#### WORK INSTRUCTIONS
In how many lines of the listing does the string "even" appear? Give only the number.
==================================================
Issue #337, opened 2020-04-07
Slide table not refreshed when uploading first slide


Vedant1202:
**Describe the bug**
When we upload the first slide, the table containing slides is not being seen. 

**To Reproduce**
1. Clear the entire database.
2. Go to upload slides page.
3. Upload a slide.

**Expected behavior**
The table should be seen containing the uploaded slides. This is not being seen because the table does not exist in the DOM and we've not added a condition to add it.

**Screenshots**
1. Clear database and go to upload slide
![Capture1](https://user-images.githubusercontent.com/35070972/78649955-d4b4a180-78db-11ea-9e78-587327b4ac37.PNG)
2. Upload a slide
![Capture2](https://user-images.githubusercontent.com/35070972/78649993-eac26200-78db-11ea-965b-89690b3c58ae.PNG)
3. No table visible.
![Capture3](https://user-images.githubusercontent.com/35070972/78650113-15141f80-78dc-11ea-944f-fdd116becc65.PNG)

**Desktop (please complete the following information):**
 - OS: Ubuntu 18.04
 - Browser Firefox
 - Version 72.0.2

Vedant1202:
This is fixed in PR [#338 ](https://github.com/camicroscope/caMicroscope/pull/338).

cjchirag7:
Actually, if you look in the browser console, this error is shown -
```
table.html:425 Uncaught (in promise) RangeError: Invalid array length
    at table.html:425
```

birm:
Ah, this was my bad. Thanks for the fix(es)!

PR #339, opened 2020-04-07
Fix for refresh table on first slide upload

Vedant1202:
A fix to [#337](https://github.com/camicroscope/caMicroscope/issues/337). 

This fix includes:
1.  Refresh page on first slide upload.
2. Check to make sure page does'nt refresh on concurrent slide uploads.


cjchirag7:
@Vedant1202 , have you pulled the latest code from the **develop** branch of caMicroscope repo ?
Some of your fixes  like fixing the typo for 'return', fixing lint issues, has already been made earlier in #310

cjchirag7:
@Vedant1202 , And why is it needed to refresh table on the first slide upload separately ? In #313 , I have updated the code to call initialize(), when 'post' of slide is successful, instead of reloading the whole page again.
One more thing, if you reload the whole page again, instead of calling initialize(), the popup showing 'Slide uploaded successfully' (added in #313 ) , would not work correctly.

Vedant1202:
@cjchirag7 Yes, I have the latest pull from develop branch and the typo issue was just a merge fix, so it popped up.

Vedant1202:
@cjchirag7 The initialize is not working during first slide upload. This is because it depends on a DOM element '#datatables' which does not exist in the first place (refer this [line](https://github.com/camicroscope/caMicroscope/blob/8b9bfc87704858d6b24fd5d59424569a7463960a/apps/table.html#L418)). 
A better fix to refreshing would be putting a condition to add the DOM element if it does not exist. 

Also I've kept in mind that the refresh is not interfering with the popup, as it is triggerred only after the popup gets hidden.

cjchirag7:
@Vedant1202 , I noticed this. I have fixed in such a way that it adds the DOM element $('datatables) , when it doesn't exist, in #340

Vedant1202:
Yeah, works

PR #340, opened 2020-04-07
Fix initialise() on first slide upload

cjchirag7:
I have made the fix such that, it adds the DOM element $('datatables) , when it doesn't exist, which was the major cause of this problem.
**Screencast of the working**
auto-refresh-slides


cjchirag7:
Closes #337

Issue #324, opened 2020-04-06
File already exists error even after the slide is deleted.


akhil-rana:
**Describe the bug**
`File with name 'sample.svs' already exists` error is shown even if the file was previously deleted from the slide table

**To Reproduce**
1. Upload a slide
2. Delete the same slide from slides table
3. Now try to re upload the same file without changing file name.

**Screenshots**
![ezgif-5-6d66c347e9ab](https://user-images.githubusercontent.com/36575628/78514869-4227db80-77d1-11ea-97f9-464956f3e27c.gif)

**Desktop :**
 - OS: Ubuntu 
 - Browser: Chrome

cjchirag7:
I think, when deleting a slide, the file is not deleted at the backend, only the data is deleted from the DB. Due to this, this might happen.

akhil-rana:
Yes, I think so too.
@birm Any thoughts?

birm:
Yes. There's a separation between slides existing on the fs and being registered in the db. Our slide process is pretty confusing.

akhil-rana:
Okay, any suggestions on how to delete from fs?

Vedant1202:
Hi @birm and @akhil-rana, I think [#341 ](https://github.com/camicroscope/caMicroscope/pull/341) and [#25](https://github.com/camicroscope/SlideLoader/pull/25) should fix this.

cjchirag7:
I think [#23](https://github.com/camicroscope/Caracal/pull/23) is a better fix, as it takes care that when the slide is deleted from the DB, then only the file is deleted locally, and keeps the route secure as earlier.
[#25](https://github.com/camicroscope/SlideLoader/pull/25) has some major problems with the route security, which I have commented on the PR. These should be looked carefully, before performing any merge.

akhil-rana:
@birm 
Should this be closed?

PR #341, opened 2020-04-07
Functionality to delete slide from file system

Vedant1202:
This fix contains: 

1. Call to delete slide from file system.
2. Appropriate alerts and callbacks for successful deletion of file.
3. Update to deleteSlide function by chaining it to 'delete from file system' function.

This fix solves [#324 ](https://github.com/camicroscope/caMicroscope/issues/324).


cjchirag7:
@Vedant1202 , it would be better that the file is deleted using the node backend only (Caracal.js) and only when the delete from MongoDB database is successful. I have made this feature, and just testing it.

Vedant1202:
@cjchirag7, I've already considered this issue and have chained the processes to each other by promises. So, unless one promise is handled successfully, the other does'nt get executed. 

I've looked at your PR and there are some serious issues in it please look into it [here](https://github.com/camicroscope/Caracal/pull/23#issuecomment-610522407).

Vedant1202:
Also, putting all file access code in SlideLoader is much better just to make sure all related code stays in one place.

cjchirag7:
@Vedant1202 , yeah I didn't notice you're chaining the promises correctly. But your PR [#25](https://github.com/camicroscope/SlideLoader/pull/25) has some major problems with the route security, which I have commented on the PR. These should be looked into, carefully.
I have fixed all those issues with  [#23](https://github.com/camicroscope/Caracal/pull/23) . You may review the code once :)

Vedant1202:
@cjchirag7 I did the updates in [PR-25](https://github.com/camicroscope/SlideLoader/pull/25). You can have a look.

birm:
I think this looks good; just will have to wait to co-test this with caMicroscope/SlideLoader#25

apps/table.html
```diff
@@ -661,21 +756,36 @@ <h3 class="text-center h3 mb-0">Available Slides</h3>
...
+
 		const store = new Store('../data/');
 		if (oid) {
-			$('#confirmDeleteContent').html(`Are you sure you want to delete the slide ${oname} with id ${oid} ?`);
+			$('#confirmDeleteContent').html(`Are you sure you want to ${reqId ? 'cancel the ': ''} ${getUserType() === 'Admin' ? '' : 'request to ' } delete the slide ${oname} with id ${oid} ?`);
 			$('#deleteModal').modal('toggle');
 			$("#confirmDelete").unbind( "click" );
 			$("#confirmDelete").click(function(){
-				store.deleteSlide(oid);
+				if (userType === "Admin" && !cancel) {
```
akhil-rana, line 775: @Vedant1202 @birm 
I think that delete permission should also be allowed in case of DISABLE_SEC (no security)
And since usertype is "null" in that case, I think instead of using `getUserType` here, `getUserPermissions` maybe be more preferable since it uses `wcido`

birm: I think that's right. Want to submit a PR?

birm: (you could also extend #367 to include that, since it's so similar)

akhil-rana: > (you could also extend #367 to include that, since it's so similar)

Okay, I'll work on it.

Vedant1202: Yeah, that works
==================================================
#### RESULT OF THE TASK
2